Work instruction.
Beginning with the line that contains "PR #5462, opened 2017-04-24", copy each remaining line of the data below exactly.

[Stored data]
# # # # # # #
PR #5457, opened 2017-04-23
[TypeScript][Angular2] Add "toString()" to form parameters

wing328:
### PR checklist

### Description of the PR

toString() seems to be removed when syncing changes from master to 2.3.0. Adding it back via this PR.

### DIFF
--- a/modules/swagger-codegen/src/main/resources/typescript-angular2/api.service.mustache
+++ b/modules/swagger-codegen/src/main/resources/typescript-angular2/api.service.mustache
@@ -241,7 +241,7 @@ export class {{classname}} {
             body: {{paramName}} == null ? '' : JSON.stringify({{paramName}}), // https://github.com/angular/angular/issues/10612
 {{/bodyParam}}
 {{#hasFormParams}}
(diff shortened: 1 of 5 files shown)


wing328:
cc @sebastianhaas @Vrolijkx

sebastianhaas:
I have just taken a look, everything seems fine to me.

wing328:
@sebastianhaas thanks for reviewing.

Shall we do the same to other typescript generators (e.g. jquery, node, etc)

sebastianhaas:
Don't think this is applicable in the cases you mentioned, `formParams` seems to be of Angular-specific class `URLSearchParams`, that's why the `toString()` is implemented and suitable for the present situation.

wing328:
@sebastianhaas got it. Thanks for the explanation.

sebastianhaas:
Just for the record, in case someone wishes to understand these changes later: `URLSearchParams` is some sort of dictionary, which is then flattened by calling `toString()`.
https://angular.io/docs/ts/latest/api/http/index/URLSearchParams-class.html

PR #5461, opened 2017-04-23
Set name for item property from 'x-item-name' annotation if present.

mkistler:
### PR checklist

### Description of the PR

The Swagger/OpenAPI spec (2.0 at least) does not have a way to give a "name" to an element in an array property.  Currently, the generator confers the name of the array property onto the property for an array item.  This can lead to awkward/unnatural method names for adding or removing an item from an array property.

Consider:
```
properties:
  children:
    type: array
    items:
      $ref: "#/definitions/Child"
```

Currently, the CodegenProperty describing an item in the `children` array will also have the name `children`.  For some languages it is common to provide methods to access individual elements of an array property, like add<element>.  For the `children` property above, the natural signature (in Java) for such a method would be:
```
  public void addChild(Child child) {
```
But since the item name is actually `children`, the method produced would have the signature:
```
  public void addChildren(Child children) {
```
This is awkward and unnatural and potentially misleading.

This PR adds support for an `x-item-name` vendor extension on array properties that specifies the name for an item of the array.  Using this extension, the swagger above would be modified as follows:
```
properties:
  children:
    type: array
    items:
      $ref: "#/definitions/Child"
    x-item-name: child
```
This will set the `name` and `basename` in the CodegenProperty describing the array item to `child` so that element accessors can be generated with the desired signatures.

### DIFF
--- a/modules/swagger-codegen/src/main/java/io/swagger/codegen/DefaultCodegen.java
+++ b/modules/swagger-codegen/src/main/java/io/swagger/codegen/DefaultCodegen.java
@@ -1736,7 +1736,11 @@ public class DefaultCodegen {
             ArrayProperty ap = (ArrayProperty) p;
             property.maxItems = ap.getMaxItems();
             property.minItems = ap.getMinItems();
-            CodegenProperty cp = fromProperty(property.name, ap.getItems());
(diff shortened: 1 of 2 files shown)


wing328:
@mkistler thanks for the enhancement, which looks good to me.

PR #5462, opened 2017-04-24
Change info log to debug log as it print info message each time we generate code generator even if we dont need ignore file.

sanjeewa-malalgoda:
### PR checklist

### Description of the PR


wing328:
The Travis CI tests failed. Please review the result here: https://travis-ci.org/swagger-api/swagger-codegen/builds/225089539

> even if we dont need ignore file.

Understood that you don't need it but what about still keeping it in the output directory just in case there's a need in the future.

Instead of removing it, what about revising the wording instead? Personally I want to keep the message to make users (especially new ones) aware of ".swagger-codegen-ignore".

sanjeewa-malalgoda:
Yes i agree with you about informing new users about this. If we do not allow to override codegen ignore behavior and its not required for some use case should we still log this. What i though was "if some user sees issue in ignore file generation then they will enable debug logs and then they will see this message and realize reason was missing that directory". What do you think. Please apologize if  i have understood anything in wrong way here. Thank you very much for your attention on this issue.

Issue #5467, opened 2017-04-25
Swagger Codegen for Javascript throws NullPointerException for missing version in swagger json


erdarun:
##### 
version field not included in swagger json/yaml causing issue for javascript codegen but java/ruby works.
# # # # # # #
Answer for the task.
PR #5462, opened 2017-04-24
Change info log to debug log as it print info message each time we generate code generator even if we dont need ignore file.

sanjeewa-malalgoda:
### PR checklist

### Description of the PR


wing328:
The Travis CI tests failed. Please review the result here: https://travis-ci.org/swagger-api/swagger-codegen/builds/225089539

> even if we dont need ignore file.

Understood that you don't need it but what about still keeping it in the output directory just in case there's a need in the future.

Instead of removing it, what about revising the wording instead? Personally I want to keep the message to make users (especially new ones) aware of ".swagger-codegen-ignore".

sanjeewa-malalgoda:
Yes i agree with you about informing new users about this. If we do not allow to override codegen ignore behavior and its not required for some use case should we still log this. What i though was "if some user sees issue in ignore file generation then they will enable debug logs and then they will see this message and realize reason was missing that directory". What do you think. Please apologize if  i have understood anything in wrong way here. Thank you very much for your attention on this issue.

Issue #5467, opened 2017-04-25
Swagger Codegen for Javascript throws NullPointerException for missing version in swagger json


erdarun:
##### 
version field not included in swagger json/yaml causing issue for javascript codegen but java/ruby works.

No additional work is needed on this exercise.